• _Your objective_:
Output the lines below exactly, please, from the first line until the line with "### LINKED ISSUE", counting both.

....................

PR #1983, opened 2023-03-30
feat(replays): add replay_id onto event from dynamic sampling context

### LINKED ISSUE #1958: Pluck `replay_id` out of dynamic sampling context and add it to context if it exists
As part of Connecting Backend Errors With Replays, https://github.com/getsentry/replay-backend/issues/251, we decided that we will add replay_id to the dynamic sampling context (https://github.com/getsentry/sentry-javascript/issues/7555).

In Relay, we should pluck the replay_id out of the dynamic sampling context and add it to the context of the event. This will then be written as a column in the various clickhouse tables. I will plan on making a PR in one of our next sprints.

Original RFC https://github.com/getsentry/rfcs/pull/60

JoshFerge:
- [x] Defines a new context `ReplayContext` that will contain the replay_id on events (errors and transactions, etc.). Note that the SDKs never add this value to the event, it is always added in relay via the DSC.
- [x] Adds replay_id to dynamic sampling context (DSC) schema 
- [x] If replay_id exists on DSC, add it onto the event being processed in the replay context

Related: https://github.com/getsentry/rfcs/pull/60 https://github.com/getsentry/team-webplatform-meta/issues/41
https://github.com/getsentry/sentry/issues/45529

Closes: https://github.com/getsentry/relay/issues/1958


relay-server/src/actors/processor.rs
```diff
@@ -1756,9 +1757,19 @@ impl EnvelopeProcessorService {
         // event id. To be defensive, we always overwrite to ensure consistency.
         event.id = Annotated::new(event_id);
 
-        // In processing mode, also write metrics into the event. Most metrics have already been
-        // collected at this state, except for the combined size of all attachments.
         if self.config.processing_enabled() {
+            // add the replay_id to the event's context if it exists on the DSC
+            if let Some(dsc) = envelope.dsc() {
```
JoshFerge, line 1762: i wasn't sure where to stick this bit of logic but added here for now in `finalize_event`

relay-server/src/actors/processor.rs
```diff
@@ -2262,6 +2279,7 @@ impl EnvelopeProcessorService {
             if_processing!({
                 self.process_unreal(state)?;
                 self.create_placeholders(state);
+                self.enrich_event_with_dsc(state);
```
JoshFerge: wasn't sure where to put this logic, lmk if approach makes sense or not.

JoshFerge:
need to look into the unit test failures, and address the replay context object usage in the replay event payload.

relay-general/src/protocol/contexts/replay.rs
```diff
@@ -0,0 +1,51 @@
...
+use crate::types::Annotated;
+
+/// Replay context
+#[derive(Clone, Debug, Default, PartialEq, Empty, FromValue, IntoValue, ProcessValue)]
+#[cfg_attr(feature = "jsonschema", derive(JsonSchema))]
+pub struct ReplayContext {
+    /// The replay ID.
+    #[metastructure(required = "true")]
+    pub replay_id: Annotated<EventId>,
+}
```
olksdr, line 19: Please, also add the `other` for forward compatibility.  Like it's done in all other contexts. 


```rust    
    #[metastructure(additional_properties, retain = "true", pii = "maybe")]
    pub other: Object<Value>,
```

relay-sampling/src/lib.rs
```diff
@@ -1164,6 +1164,8 @@ pub struct DynamicSamplingContext {
     /// user object).
     #[serde(flatten, default)]
     pub user: TraceUserContext,
+    /// if the event occured during a session replay, the associated replay_id is added to the DSC
```
```suggestion
    /// If the event occurred during a session replay, the associated replay_id is added to the DSC.
```

olksdr (changes requested):

relay-general/src/protocol/contexts/replay.rs
JoshFerge: sounds good. FWIW i was copying the implementation of profiles context which does not have other https://github.com/getsentry/relay/blob/b62b0f2947afaccbfb79fb70015fe2ab634bbc22/relay-general/src/protocol/contexts/profile.rs#L7

JoshFerge: but this is actually helpful in our case -- thanks for the suggestion.

relay-server/src/actors/processor.rs
```diff
@@ -2167,6 +2167,23 @@ impl EnvelopeProcessorService {
         Ok(())
     }
 
+    #[cfg(feature = "processing")]
+    /// Adds data from the DSC onto the event, only replay_id for now.
+    fn enrich_event_with_dsc(&self, state: &mut ProcessEnvelopeState) {
+        let envelope = state.managed_envelope.envelope_mut();
```
```suggestion
        let envelope = state.managed_envelope.envelope();
```

relay-server/src/actors/processor.rs
```diff
@@ -2167,6 +2167,23 @@ impl EnvelopeProcessorService {
...
+
+        if let Some(event) = state.event.value_mut() {
+            if let Some(dsc) = envelope.dsc() {
+                if let Some(replay_id) = dsc.replay_id {
+                    let contexts = event.contexts.get_or_insert_with(Contexts::new);
+                    contexts.add(SentryContext::Replay(Box::new(ReplayContext {
```
jjbayer: This overwrites a replay context if it was already on the event. Is that fine?

relay-general/src/protocol/contexts/replay.rs
```diff
@@ -0,0 +1,55 @@
+use crate::protocol::EventId;
+use crate::types::{Annotated, Object, Value};
+
+/// Replay context
```
jjbayer: Some more information would be nice here, see for example 

https://github.com/getsentry/relay/blob/8afa67264a69d5d9105264bf94254aa0bfb10dd8/relay-general/src/protocol/contexts/os.rs#L6-L9

relay-general/src/protocol/contexts/replay.rs
```diff
@@ -0,0 +1,55 @@
...
+pub struct ReplayContext {
+    /// The replay ID.
+    pub replay_id: Annotated<EventId>,
+    /// Additional arbitrary fields for forwards compatibility.
+    #[metastructure(additional_properties, retain = "true")]
+    pub other: Object<Value>,
+}
+
+impl ReplayContext {
+    /// The key under which a replay context is generally stored (in `Contexts`)
```
jjbayer:
```suggestion
    /// The key under which a replay context is generally stored (in `Contexts`).
```

relay-server/src/actors/processor.rs
jjbayer: I would rather put it in store normalization, like we do for the trace context:

https://github.com/getsentry/relay/blob/8afa67264a69d5d9105264bf94254aa0bfb10dd8/relay-general/src/store/normalize.rs#L195-L201

which pulls information from the DSC here:

https://github.com/getsentry/relay/blob/8afa67264a69d5d9105264bf94254aa0bfb10dd8/relay-server/src/actors/processor.rs#L1892

jjbayer (changes requested):
In general this looks good to me. I would just move the logic to store normalization.

relay-server/src/actors/processor.rs
JoshFerge: yup, the client should not be setting the replay context on events.

relay-general/src/protocol/contexts/replay.rs
bruno-garcia: Can we get clippy to suggest ending comments with ` .`? Or just add the `.` ?

relay-server/src/actors/processor.rs
JoshFerge: makes sense!

relay-general/src/store/.normalize.rs.pending-snap
```diff
@@ -0,0 +1,16 @@
...
+{"run_id":"1680636747-15499000","line":2862,"new":null,"old":null}
+{"run_id":"1680636747-15499000","line":2415,"new":null,"old":null}
+{"run_id":"1680636747-15499000","line":2485,"new":null,"old":null}
+{"run_id":"1680636747-15499000","line":2148,"new":null,"old":null}
+{"run_id":"1680636747-15499000","line":2038,"new":null,"old":null}
+{"run_id":"1680636747-15499000","line":2734,"new":null,"old":null}
+{"run_id":"1680636747-15499000","line":2085,"new":null,"old":null}
+{"run_id":"1680636747-15499000","line":2611,"new":null,"old":null}
+{"run_id":"1680636747-15499000","line":2630,"new":null,"old":null}
+{"run_id":"1680636747-15499000","line":2207,"new":null,"old":null}
```
jjbayer: Please remove this file.

jjbayer (changes requested):
The move to normalization looks good, but that means that `enrich_event_with_dsc` can now be removed, right? After that, this should be good to merge.

Please also remove the pending snapshot file, and run `cargo insta review` to fix the [test failures](https://github.com/getsentry/relay/actions/runs/4612548879/jobs/8153575530?pr=1983#step:5:873).

JoshFerge:
> The move to normalization looks good, but that means that `enrich_event_with_dsc` can now be removed, right? After that, this should be good to merge.
> 
> Please also remove the pending snapshot file, and run `cargo insta review` to fix the [test failures](https://github.com/getsentry/relay/actions/runs/4612548879/jobs/8153575530?pr=1983#step:5:873).

okay should be good! thanks for the review.

jjbayer (approved):

relay-general/src/protocol/contexts/replay.rs
```diff
@@ -0,0 +1,61 @@
+use crate::protocol::EventId;
+use crate::types::{Annotated, Object, Value};
+
+/// Replay context
```
olksdr:
```suggestion
/// Replay context.
```

olksdr (approved):
:shipit:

....................

• _Result below_:
PR #1983, opened 2023-03-30
feat(replays): add replay_id onto event from dynamic sampling context

### LINKED ISSUE #1958: Pluck `replay_id` out of dynamic sampling context and add it to context if it exists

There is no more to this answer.